The statistical analysis methods such as maximum likelihood (Dempster et al., 1977; Harville, 1977), multiple imputation (Lavori et al., 1995; Rubin, 1996; Carpenter and Goldstein, 2004; Ayele et al., 2014), Bayesian methods (Harville, 1974; Daniels and Hogan, 2008), and methods based on weighted generalized estimating equations (Robins et al., 1995; Robins and Rotnitzky, 1995; Scharfstein et al., 1999; Seaman and White, 2013) can reduce the potential bias arising from missing data by making principled use of auxiliary information available for nonrespondents. These methods assume that the data are MAR. The NRC panel encourages increased use of these methods. However, these methods rely on untestable assumptions concerning the factors leading to the missing values and how they relate to the study outcomes. Therefore, the assumptions underlying these methods need to be clearly communicated to medical experts so that they can assess their validity (Carpenter et al., 2013).

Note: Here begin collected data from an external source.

PR #14748, opened 2024-05-22
Show error when `assigned_to` not null but `assigned_type` is null

snipe:
This is a slight re-think of #14458  by @spencerrlongg. I'd be curious for feedback on it.

Need to test:

- API calls still work as expected
- No adverse affects on Importer

### DIFF
--- a/app/Http/Controllers/Api/AssetsController.php
+++ b/app/Http/Controllers/Api/AssetsController.php
@@ -718,16 +718,21 @@ class AssetsController extends Controller
                 }
             }
 
+            if (($request->filled('assigned_user')) || ($request->filled('assigned_asset')) || ($request->filled('assigned_location'))) {
+                app('App\Http\Requests\AssetCheckoutRequest');
+            }
+
 
             if ($asset->save()) {
-                if (($request->filled('assigned_user')) && ($target = User::find($request->get('assigned_user')))) {
-                        $location = $target->location_id;
-                } elseif (($request->filled('assigned_asset')) && ($target = Asset::find($request->get('assigned_asset')))) {
-                    $location = $target->location_id;
 
-                    Asset::where('assigned_type', \App\Models\Asset::class)->where('assigned_to', $id)
-                        ->update(['location_id' => $target->location_id]);
-                } elseif (($request->filled('assigned_location')) && ($target = Location::find($request->get('assigned_location')))) {
+                if ($request->filled('assigned_user')) {
+                    $target = User::find($request->get('assigned_user'));
+                    $location = $target->location_id;
+                } elseif ($request->filled('assigned_asset')) {
+                    $target = Asset::find($request->get('assigned_asset'));
+                    $location = $target->location_id;
+                } elseif ($request->filled('assigned_location')) {
+                    $target = Location::find($request->get('assigned_location'));
                     $location = $target->id;
                 }
 
--- a/app/Http/Controllers/Api/AssetsController.php
+++ b/app/Http/Controllers/Api/AssetsController.php
@@ -689,6 +689,8 @@ class AssetsController extends Controller
             }     
 
             $asset = $request->handleImages($asset);
+
+
             $model = AssetModel::find($asset->model_id);
             
             // Update custom fields
--- a/app/Http/Requests/AssetCheckoutRequest.php
+++ b/app/Http/Requests/AssetCheckoutRequest.php
@@ -24,11 +24,8 @@ class AssetCheckoutRequest extends Request
             $this->assigned_type = 'App\Models\Location';
         }
 
-        $this->replace([
-            'assigned_asset' => $this->assigned_asset,
-            'assigned_location' => $this->assigned_location,
-            'assigned_user' => $this->assigned_user,
-            'assigned_type' => $this->checkout_to_type,
+        $this->merge([
+            'assigned_type' => $this->assigned_type,
         ]);
     }
 
--- a/app/Http/Requests/AssetCheckoutRequest.php
+++ b/app/Http/Requests/AssetCheckoutRequest.php
@@ -14,6 +14,25 @@ class AssetCheckoutRequest extends Request
         return true;
     }
 
+    protected function prepareForValidation(): void
+    {
+        if (!empty($this->assigned_user)) {
+            $this->assigned_type =  'App\Models\User';
+        } elseif (!empty($this->assigned_asset)) {
+            $this->assigned_type =  'App\Models\Asset';
+        } elseif (!empty($this->assigned_location)) {
+            $this->assigned_type = 'App\Models\Location';
+        }
+
+        $this->replace([
+            'assigned_asset' => $this->assigned_asset,
+            'assigned_location' => $this->assigned_location,
+            'assigned_user' => $this->assigned_user,
+            'assigned_type' => $this->checkout_to_type,
+        ]);
+    }
+
+
     /**
      * Get the validation rules that apply to the request.
      *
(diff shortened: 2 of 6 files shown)


app/Http/Requests/AssetCheckoutRequest.php
```diff
@@ -14,6 +14,25 @@ public function authorize()
...
+            $this->assigned_type =  'App\Models\Asset';
+        } elseif (!empty($this->assigned_location)) {
+            $this->assigned_type = 'App\Models\Location';
+        }
+
+        $this->replace([
+            'assigned_asset' => $this->assigned_asset,
+            'assigned_location' => $this->assigned_location,
+            'assigned_user' => $this->assigned_user,
+            'assigned_type' => $this->checkout_to_type,
```
uberbrady: It looks like, above, we've been carefully setting `$this->assigned_type` to whichever type of thing you're changing the `assigned_*` to. But this bit here _look_ like it's instead doing something with `checkout_to_type` - and possibly overriding our `assigned_type`? That's if I understand the `->replace()` method correctly, which I may not.

app/Http/Requests/AssetCheckoutRequest.php
```diff
@@ -14,6 +14,25 @@ public function authorize()
...
+        if (!empty($this->assigned_user)) {
+            $this->assigned_type =  'App\Models\User';
+        } elseif (!empty($this->assigned_asset)) {
+            $this->assigned_type =  'App\Models\Asset';
+        } elseif (!empty($this->assigned_location)) {
+            $this->assigned_type = 'App\Models\Location';
+        }
+
+        $this->replace([
+            'assigned_asset' => $this->assigned_asset,
```
uberbrady: This (and the few lines below it) _look_ like they're setting the `assigned_asset` value to itself? Although, as I mentioned in a few lines below, I may not understand the `replace()` method.

app/Http/Requests/AssetCheckoutRequest.php
```diff
@@ -14,6 +14,25 @@ public function authorize()
...
+            'assigned_location' => $this->assigned_location,
+            'assigned_user' => $this->assigned_user,
```
uberbrady: I'm used to seeing this as `assigned_to` - is there somewhere else where we transmogrify this variable that I'm missing?

uberbrady (commented):
I like this approach - it looks like what we're doing here is figuring out if the user is passing a user, location, or asset that they're changing the assignment to, and then we're dynamically setting the `assigned_type` accordingly. Much easier. So long as it doesn't break current implementations that are already using `assigned_type`.

There's a few bits in the `replace` method that I don't fully understand, but that could be just me not understanding that part so well. If they're already working the way they're supposed to, I would love a few more comments explaining what we're doing there, and why.

app/Http/Requests/AssetCheckoutRequest.php
snipe: This is a form request, so we're only interpreting fields that are passed through `$request`, not the fields on the DB itself.

spencerrlongg:
I don't think this really has much to do with what I did in #14458 - I think they could be complimentary, though. 

In #14458 I'm adding Form Request validation to the `update()` method to remove the possibility of data getting through to controllers that hasn't been validated yet, much like I did with the `store()` method a while back which I think has proven to be helpful in reducing 500s for things like arrays being submitted where we don't accept them. 

#14458 also adds route model binding to the API middleware so that we can start reducing a lot of the repetitive logic around finding assets or returning 404 etc. (longer term goal to add it to the gui's middlewaret too) 

I did at some point experiment with putting the logic for determining assigned type in `prepareForValidation()` but I ran into an issue with it, just can't remember what exactly and you could have very possibly solved it here.

marcusmoore:
From a quick scan I agree with @spencerrlongg that this might be complimentary to #14458 for the reasons he listed. We might want to make some changes to that PR but overall form request validation and route model binding will help clear up a lot of code from our controllers.

app/Http/Controllers/Api/AssetsController.php
```diff
@@ -716,16 +718,21 @@ public function update(ImageUploadRequest $request, $id)
                 }
             }
 
+            if (($request->filled('assigned_user')) || ($request->filled('assigned_asset')) || ($request->filled('assigned_location'))) {
+                app('App\Http\Requests\AssetCheckoutRequest');
```
marcusmoore, line 722: I haven't given this a full look yet but this is really standing out to me. I think calling a request in this way and not in the expected "parameter in a controller method" is, for me, jarring and not in the spirit how they should be used 😅

snipe: I opted to do it this way to consider PATCH *and* POST, so we skip the whole validation altogether if the request doesn't have the field or the field is empty.

Open to hearing alternate suggestions tho.

uberbrady: No, I completely misunderstood - leaving it here in case someone was scratching their head looking at it.

~~Wait @marcusmoore I think I understand what you're saying - you're saying~~

~~Instead of saying:~~

~~`$request->filled('assigned_user')`~~

~~We should be saying:~~

~~`$this->assigned_user`~~

~~To fit with the rest of the whole "FormRequest ethos"? If that's all that's no big deal and, yes, you're right.~~

snipe: We invoke FormRequests independently using the app facade elsewhere in the code. (See the image/file upload requests sprinkled throughout), so it's not like a one-time thing. 90% of the time, the update is just an update. Sometimes it's not and it's also a checkout.

snipe: @uberbrady I think he's talking about the method signature itself and the manual invocation of the form request (so we can use more than one form request within a controller) - but I could be wrong :)

marcusmoore: > I opted to do it this way to consider PATCH and POST, so we skip the whole validation altogether if the request doesn't have the field or the field is empty.

Can we introduce that logic to the form request itself? On a similar note, I'm not all that adverse to the duplication that comes with having dedicated "Store" and "Update" form requests because of how often we end up with different rules for each operation but that's a bigger topic for another time. 

> We invoke FormRequests independently using the app facade elsewhere in the code. (See the image/file upload requests sprinkled throughout), so it's not like a one-time thing. 90% of the time, the update is just an update. Sometimes it's not and it's also a checkout.

But it still goes against the traditional way form requests are invoked and intended to be used. I'm all for finding unique ways to play with the tools we're provided but I'm hesitant/side-eyeing this one...

spencerrlongg:
I went ahead and added your tests and rules to #14458 to see what it would look like - you can view the specific changes here: https://github.com/snipe/snipe-it/pull/14458/commits/8ce577db376b8158d361372337fe751f6566f73b

Happy to talk about this some more. 

(It says the tests are failing but that's due to something in the base branch)

snipe:
Where did we net out on this? Do we want @spencerrlongg's and mine? Just his, just mine?

marcusmoore:
@snipe I'm still very hesitant with the inlined `app('App\Http\Requests\AssetCheckoutRequest')`. You mentioned we invoke `ImageUploadRequest::class` inline elsewhere in the application but from what I can tell that is to call the `handleImages` method on that class which feels different that what was done in the PR (invoking validation in this PR vs calling a method on the class). 

I really think we should strive for validation to sit at the very top of the controller methods. We have a lot of other places where validation is in the middle of controller methods that I'd like to see _moved up_ and I want to avoid adding to that with this specific line.

marcusmoore:
@snipe I think since @spencerrlongg updated his PR to cover the tests included in this PR we should go with that one. In either case, his PR covers some additional use-cases so we'd want to get that in as well I think.

spencerrlongg:
@snipe I think we can close this, looks like https://github.com/snipe/snipe-it/pull/14458 got merged.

Sensitivity analyses are therefore important to assess the degree to which the treatment effects rely on the assumptions considered. We need to choose the primary analysis approach carefully since it is based on the chosen primary analysis method that appropriate sensitivity analysis can be formulated to assess sensitivity of the results under the primary analysis to the sensitivity analysis assumptions (Diggle and Kenward, 1994; Thijs et al., 2000; Verbeke et al., 2001; Thijs et al., 2002; Shen et al., 2006; Creemers et al., 2011; Mallinckrodt, Lin and Molenberghs, 2013; Carpenter et al., 2013).
In this thesis, the primary analysis model assumes that the data are missing at random and sensi- tivity analyses are based on the selection model (Diggle and Kenward, 1994; Verbeke et al., 2001; Mallinckrodt, Roger, Chuang-Stein, Molenberghs, O’Kelly, Ratitch, Janssens and Bunouf, 2013), pattern-mixture model (Wu and Bailey, 1989; Carpenter et al., 2013; Mallinckrodt, Lin and Molen- berghs, 2013), and the shared-parameter model (Gao, 2004; Tsonaka et al., 2009; Creemers et al., 2011, 2010).